▸ **Dataset extract**:

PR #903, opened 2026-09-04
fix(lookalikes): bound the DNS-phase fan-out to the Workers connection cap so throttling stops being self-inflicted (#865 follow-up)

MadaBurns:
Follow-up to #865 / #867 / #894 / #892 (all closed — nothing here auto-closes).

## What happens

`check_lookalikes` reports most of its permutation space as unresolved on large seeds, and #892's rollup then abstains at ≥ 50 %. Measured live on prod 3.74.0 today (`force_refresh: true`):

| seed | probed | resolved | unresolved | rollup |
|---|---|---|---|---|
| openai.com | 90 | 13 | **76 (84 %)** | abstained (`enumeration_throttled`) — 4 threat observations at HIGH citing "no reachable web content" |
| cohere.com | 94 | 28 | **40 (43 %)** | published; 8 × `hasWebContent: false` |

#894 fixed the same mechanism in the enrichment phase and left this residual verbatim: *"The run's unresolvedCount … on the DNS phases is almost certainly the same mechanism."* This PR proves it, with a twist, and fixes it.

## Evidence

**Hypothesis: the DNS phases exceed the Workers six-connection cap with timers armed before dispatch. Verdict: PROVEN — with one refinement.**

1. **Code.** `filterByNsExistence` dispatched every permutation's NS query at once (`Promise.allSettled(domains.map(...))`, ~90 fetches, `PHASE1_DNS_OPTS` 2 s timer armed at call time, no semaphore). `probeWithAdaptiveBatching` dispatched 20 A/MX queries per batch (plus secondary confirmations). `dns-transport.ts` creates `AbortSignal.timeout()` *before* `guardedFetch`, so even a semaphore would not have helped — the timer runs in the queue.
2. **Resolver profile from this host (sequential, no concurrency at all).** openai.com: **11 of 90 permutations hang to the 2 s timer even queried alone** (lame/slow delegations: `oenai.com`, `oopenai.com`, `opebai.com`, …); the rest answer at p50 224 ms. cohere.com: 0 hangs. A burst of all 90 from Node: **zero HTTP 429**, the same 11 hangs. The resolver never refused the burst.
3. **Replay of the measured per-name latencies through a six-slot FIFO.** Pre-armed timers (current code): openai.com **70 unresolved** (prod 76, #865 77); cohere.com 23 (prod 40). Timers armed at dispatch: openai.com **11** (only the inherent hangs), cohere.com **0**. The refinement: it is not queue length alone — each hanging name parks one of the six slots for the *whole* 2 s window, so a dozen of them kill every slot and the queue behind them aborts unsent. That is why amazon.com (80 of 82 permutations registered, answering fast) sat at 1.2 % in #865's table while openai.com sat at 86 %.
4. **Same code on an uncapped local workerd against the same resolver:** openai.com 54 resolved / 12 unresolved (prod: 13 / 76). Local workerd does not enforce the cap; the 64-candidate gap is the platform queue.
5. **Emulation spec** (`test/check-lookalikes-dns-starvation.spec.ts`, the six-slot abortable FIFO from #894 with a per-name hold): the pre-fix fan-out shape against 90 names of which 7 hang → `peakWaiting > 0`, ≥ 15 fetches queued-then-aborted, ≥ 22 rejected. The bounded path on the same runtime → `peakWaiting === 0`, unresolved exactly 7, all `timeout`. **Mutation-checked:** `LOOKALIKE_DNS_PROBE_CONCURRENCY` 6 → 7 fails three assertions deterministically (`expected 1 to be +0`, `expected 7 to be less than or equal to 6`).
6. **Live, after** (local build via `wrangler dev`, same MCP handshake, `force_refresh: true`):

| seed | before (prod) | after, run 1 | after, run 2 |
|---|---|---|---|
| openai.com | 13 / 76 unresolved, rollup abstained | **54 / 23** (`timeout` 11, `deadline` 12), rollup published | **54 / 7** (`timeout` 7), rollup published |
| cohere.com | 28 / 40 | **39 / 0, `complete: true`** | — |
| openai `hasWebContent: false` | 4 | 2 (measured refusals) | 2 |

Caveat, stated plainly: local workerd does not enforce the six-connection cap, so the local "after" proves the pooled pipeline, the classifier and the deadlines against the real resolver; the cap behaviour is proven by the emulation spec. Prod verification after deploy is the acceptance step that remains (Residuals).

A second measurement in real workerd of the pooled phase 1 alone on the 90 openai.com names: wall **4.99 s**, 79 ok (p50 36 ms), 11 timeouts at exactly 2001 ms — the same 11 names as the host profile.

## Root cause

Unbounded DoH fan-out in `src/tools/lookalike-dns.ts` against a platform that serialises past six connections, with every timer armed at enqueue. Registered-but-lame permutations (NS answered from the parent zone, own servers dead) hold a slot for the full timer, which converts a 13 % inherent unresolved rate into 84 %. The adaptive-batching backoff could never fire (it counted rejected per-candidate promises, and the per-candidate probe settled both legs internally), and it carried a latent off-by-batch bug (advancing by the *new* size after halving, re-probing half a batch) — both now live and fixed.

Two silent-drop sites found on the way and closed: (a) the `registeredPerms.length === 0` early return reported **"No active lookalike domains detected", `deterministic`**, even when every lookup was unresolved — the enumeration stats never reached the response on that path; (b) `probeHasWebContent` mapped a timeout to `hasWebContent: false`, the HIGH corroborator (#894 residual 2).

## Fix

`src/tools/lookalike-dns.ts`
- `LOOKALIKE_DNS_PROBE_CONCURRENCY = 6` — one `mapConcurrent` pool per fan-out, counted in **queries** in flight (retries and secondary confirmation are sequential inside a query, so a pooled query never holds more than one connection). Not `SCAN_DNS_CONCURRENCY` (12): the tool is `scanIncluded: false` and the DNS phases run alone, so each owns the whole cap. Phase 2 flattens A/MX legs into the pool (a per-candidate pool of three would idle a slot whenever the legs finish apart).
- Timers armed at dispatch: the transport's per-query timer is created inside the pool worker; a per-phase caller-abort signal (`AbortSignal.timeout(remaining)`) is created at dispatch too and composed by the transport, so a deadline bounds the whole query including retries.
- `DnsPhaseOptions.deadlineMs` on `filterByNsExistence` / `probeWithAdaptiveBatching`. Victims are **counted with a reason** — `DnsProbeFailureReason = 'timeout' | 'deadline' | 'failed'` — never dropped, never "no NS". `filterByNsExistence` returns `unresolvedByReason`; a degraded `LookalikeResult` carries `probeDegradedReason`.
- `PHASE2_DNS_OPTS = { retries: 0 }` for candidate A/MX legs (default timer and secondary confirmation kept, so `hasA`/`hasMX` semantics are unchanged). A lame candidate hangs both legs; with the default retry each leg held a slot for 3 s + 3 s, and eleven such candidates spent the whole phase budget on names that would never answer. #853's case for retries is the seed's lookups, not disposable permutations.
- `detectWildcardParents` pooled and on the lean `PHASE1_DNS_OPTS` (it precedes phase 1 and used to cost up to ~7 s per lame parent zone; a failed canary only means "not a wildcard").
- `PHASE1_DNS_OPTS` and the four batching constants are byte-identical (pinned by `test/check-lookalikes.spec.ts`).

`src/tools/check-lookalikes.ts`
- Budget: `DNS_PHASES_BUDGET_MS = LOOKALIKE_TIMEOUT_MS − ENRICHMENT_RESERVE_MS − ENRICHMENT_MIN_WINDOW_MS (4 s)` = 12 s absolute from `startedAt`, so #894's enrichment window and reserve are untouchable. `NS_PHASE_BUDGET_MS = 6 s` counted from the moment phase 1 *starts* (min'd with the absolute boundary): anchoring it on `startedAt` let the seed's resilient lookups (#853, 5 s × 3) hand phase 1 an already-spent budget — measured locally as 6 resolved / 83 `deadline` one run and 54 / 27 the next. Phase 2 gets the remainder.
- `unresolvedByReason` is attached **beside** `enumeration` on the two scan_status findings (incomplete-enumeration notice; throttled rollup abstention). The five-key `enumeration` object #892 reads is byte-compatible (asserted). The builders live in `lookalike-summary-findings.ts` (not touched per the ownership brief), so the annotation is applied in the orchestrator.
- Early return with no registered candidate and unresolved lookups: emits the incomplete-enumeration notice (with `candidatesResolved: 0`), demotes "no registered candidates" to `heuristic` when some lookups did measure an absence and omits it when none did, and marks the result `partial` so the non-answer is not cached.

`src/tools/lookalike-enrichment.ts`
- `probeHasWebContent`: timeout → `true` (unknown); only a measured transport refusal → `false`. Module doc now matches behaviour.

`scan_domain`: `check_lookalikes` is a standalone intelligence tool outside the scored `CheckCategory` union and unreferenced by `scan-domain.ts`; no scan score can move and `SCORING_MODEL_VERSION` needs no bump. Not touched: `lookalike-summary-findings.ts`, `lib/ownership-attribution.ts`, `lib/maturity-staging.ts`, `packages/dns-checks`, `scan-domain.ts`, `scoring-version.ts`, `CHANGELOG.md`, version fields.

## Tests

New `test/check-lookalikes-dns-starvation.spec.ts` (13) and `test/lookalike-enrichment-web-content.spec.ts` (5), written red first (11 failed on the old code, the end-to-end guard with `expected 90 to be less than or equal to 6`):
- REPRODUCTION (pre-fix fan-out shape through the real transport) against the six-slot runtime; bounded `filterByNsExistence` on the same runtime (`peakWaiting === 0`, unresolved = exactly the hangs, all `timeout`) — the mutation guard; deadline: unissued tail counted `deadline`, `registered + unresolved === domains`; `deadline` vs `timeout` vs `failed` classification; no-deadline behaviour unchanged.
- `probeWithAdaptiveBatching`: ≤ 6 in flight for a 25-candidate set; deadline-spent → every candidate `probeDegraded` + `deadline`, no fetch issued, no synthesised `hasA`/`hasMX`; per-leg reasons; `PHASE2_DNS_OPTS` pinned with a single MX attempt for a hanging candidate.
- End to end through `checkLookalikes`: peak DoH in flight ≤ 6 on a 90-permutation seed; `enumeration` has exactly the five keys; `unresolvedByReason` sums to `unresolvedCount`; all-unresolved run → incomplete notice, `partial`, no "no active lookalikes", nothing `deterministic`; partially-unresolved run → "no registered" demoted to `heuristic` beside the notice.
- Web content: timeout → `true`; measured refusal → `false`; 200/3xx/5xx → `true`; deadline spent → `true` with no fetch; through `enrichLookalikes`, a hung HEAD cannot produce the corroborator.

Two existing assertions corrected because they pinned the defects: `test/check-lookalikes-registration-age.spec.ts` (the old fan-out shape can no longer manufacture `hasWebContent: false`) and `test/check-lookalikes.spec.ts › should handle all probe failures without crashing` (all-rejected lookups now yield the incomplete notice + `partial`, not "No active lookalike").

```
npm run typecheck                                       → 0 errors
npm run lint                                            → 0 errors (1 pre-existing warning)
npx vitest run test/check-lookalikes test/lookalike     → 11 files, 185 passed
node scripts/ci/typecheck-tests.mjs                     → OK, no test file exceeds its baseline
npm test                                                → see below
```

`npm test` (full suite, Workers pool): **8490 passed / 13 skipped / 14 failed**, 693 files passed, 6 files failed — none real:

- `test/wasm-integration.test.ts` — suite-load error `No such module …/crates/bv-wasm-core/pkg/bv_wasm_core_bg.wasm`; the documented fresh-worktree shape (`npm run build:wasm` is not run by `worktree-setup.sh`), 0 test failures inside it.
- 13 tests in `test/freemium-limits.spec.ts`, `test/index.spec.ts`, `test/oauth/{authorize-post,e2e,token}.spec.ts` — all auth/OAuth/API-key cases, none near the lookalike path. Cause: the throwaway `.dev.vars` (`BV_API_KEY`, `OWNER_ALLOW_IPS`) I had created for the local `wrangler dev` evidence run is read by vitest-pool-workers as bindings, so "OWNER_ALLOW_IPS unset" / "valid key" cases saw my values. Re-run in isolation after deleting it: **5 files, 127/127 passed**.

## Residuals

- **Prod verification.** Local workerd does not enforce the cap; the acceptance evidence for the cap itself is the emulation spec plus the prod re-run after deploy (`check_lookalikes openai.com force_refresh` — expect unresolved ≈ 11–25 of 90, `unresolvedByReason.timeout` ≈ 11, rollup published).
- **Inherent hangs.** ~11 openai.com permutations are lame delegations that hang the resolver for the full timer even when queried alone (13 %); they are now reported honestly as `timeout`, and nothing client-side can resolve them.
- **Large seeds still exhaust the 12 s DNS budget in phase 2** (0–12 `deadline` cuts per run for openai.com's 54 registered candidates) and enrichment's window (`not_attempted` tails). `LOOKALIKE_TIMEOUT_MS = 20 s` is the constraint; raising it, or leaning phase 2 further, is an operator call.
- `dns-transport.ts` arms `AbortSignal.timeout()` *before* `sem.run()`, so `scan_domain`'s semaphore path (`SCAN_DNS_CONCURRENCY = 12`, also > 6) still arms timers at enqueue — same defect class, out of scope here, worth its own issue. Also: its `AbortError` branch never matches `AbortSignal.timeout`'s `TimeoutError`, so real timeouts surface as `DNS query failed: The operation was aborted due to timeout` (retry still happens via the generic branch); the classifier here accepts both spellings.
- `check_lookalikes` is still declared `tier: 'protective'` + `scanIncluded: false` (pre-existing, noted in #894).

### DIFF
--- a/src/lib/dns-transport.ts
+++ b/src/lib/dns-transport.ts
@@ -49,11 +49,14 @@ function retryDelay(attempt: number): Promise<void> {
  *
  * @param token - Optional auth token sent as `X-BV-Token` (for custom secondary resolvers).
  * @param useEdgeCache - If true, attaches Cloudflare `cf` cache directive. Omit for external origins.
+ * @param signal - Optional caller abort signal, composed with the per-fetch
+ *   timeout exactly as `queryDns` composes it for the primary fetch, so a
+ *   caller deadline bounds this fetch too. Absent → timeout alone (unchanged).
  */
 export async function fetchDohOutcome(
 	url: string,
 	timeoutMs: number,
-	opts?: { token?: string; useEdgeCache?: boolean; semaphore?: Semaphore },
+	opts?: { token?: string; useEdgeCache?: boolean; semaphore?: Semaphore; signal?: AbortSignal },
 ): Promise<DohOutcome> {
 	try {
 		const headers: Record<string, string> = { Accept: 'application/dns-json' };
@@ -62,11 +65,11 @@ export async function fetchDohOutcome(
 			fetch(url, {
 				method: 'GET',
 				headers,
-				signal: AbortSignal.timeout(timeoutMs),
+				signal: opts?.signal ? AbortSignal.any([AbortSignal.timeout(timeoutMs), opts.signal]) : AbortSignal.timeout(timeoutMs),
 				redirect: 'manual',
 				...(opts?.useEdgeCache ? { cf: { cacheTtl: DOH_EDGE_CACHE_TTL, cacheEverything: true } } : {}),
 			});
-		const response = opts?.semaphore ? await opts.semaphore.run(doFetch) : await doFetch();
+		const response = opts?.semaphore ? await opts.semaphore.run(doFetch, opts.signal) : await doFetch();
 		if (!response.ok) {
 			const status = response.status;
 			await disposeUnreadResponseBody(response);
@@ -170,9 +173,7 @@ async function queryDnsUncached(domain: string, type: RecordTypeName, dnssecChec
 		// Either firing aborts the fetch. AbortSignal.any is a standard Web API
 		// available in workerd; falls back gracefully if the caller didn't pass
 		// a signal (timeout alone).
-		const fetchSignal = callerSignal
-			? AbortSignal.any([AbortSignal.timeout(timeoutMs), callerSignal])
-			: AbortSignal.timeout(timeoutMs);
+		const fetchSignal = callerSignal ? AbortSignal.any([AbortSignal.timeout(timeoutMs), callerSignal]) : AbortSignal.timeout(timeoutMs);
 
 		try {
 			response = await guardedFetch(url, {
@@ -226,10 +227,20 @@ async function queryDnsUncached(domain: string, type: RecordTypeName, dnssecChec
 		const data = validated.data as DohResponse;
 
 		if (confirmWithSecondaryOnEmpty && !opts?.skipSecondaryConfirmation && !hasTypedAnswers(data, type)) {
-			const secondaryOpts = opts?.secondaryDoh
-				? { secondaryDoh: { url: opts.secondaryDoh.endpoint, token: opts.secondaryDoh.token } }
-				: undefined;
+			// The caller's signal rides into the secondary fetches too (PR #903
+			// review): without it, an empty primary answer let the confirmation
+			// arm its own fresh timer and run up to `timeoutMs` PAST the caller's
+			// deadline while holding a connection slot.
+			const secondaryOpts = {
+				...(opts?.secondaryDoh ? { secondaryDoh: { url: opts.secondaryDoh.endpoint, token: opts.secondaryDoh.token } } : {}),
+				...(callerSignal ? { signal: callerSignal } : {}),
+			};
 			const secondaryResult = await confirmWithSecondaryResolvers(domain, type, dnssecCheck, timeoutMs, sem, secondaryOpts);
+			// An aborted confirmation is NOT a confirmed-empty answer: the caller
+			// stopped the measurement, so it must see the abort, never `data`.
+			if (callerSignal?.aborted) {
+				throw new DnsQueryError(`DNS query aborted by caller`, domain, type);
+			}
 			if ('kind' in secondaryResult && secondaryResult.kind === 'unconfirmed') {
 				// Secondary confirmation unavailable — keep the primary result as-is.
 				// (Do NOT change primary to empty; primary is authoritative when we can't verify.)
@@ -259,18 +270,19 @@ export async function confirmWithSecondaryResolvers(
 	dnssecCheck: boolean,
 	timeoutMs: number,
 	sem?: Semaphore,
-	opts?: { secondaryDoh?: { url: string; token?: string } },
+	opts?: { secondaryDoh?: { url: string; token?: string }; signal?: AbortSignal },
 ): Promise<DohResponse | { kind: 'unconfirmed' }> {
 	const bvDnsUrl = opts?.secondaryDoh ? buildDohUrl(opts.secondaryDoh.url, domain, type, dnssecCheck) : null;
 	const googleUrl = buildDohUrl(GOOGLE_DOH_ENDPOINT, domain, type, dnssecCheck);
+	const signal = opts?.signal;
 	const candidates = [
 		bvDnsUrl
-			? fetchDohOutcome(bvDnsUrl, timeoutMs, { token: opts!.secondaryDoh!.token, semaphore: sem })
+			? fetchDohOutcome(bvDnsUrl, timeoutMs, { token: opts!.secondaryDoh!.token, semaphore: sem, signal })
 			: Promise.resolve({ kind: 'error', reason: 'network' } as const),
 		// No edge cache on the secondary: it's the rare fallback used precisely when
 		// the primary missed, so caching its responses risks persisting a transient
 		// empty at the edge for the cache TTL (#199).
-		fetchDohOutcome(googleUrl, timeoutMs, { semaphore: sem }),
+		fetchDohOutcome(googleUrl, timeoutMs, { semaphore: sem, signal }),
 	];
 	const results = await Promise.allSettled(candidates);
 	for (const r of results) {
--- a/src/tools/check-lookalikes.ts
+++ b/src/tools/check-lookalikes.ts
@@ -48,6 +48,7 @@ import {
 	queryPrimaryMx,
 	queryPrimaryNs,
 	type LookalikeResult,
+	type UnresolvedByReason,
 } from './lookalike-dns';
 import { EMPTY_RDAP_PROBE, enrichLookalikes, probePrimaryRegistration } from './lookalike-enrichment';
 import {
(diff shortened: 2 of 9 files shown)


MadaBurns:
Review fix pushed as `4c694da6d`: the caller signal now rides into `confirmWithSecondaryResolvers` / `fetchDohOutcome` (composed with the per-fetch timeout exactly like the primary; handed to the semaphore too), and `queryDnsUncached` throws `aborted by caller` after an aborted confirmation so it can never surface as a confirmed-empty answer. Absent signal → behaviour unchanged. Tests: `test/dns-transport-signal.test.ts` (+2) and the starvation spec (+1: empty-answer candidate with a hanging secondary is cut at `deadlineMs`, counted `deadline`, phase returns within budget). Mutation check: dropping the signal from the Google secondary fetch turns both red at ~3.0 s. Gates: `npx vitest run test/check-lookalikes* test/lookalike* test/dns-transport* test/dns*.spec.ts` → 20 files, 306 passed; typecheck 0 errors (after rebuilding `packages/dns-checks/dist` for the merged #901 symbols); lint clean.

▸ **Exercise directions**:
Make a copy of each line in the records that has the word "kind".

▸ **Task response**:
 			if ('kind' in secondaryResult && secondaryResult.kind === 'unconfirmed') {
 ): Promise<DohResponse | { kind: 'unconfirmed' }> {
 			: Promise.resolve({ kind: 'error', reason: 'network' } as const),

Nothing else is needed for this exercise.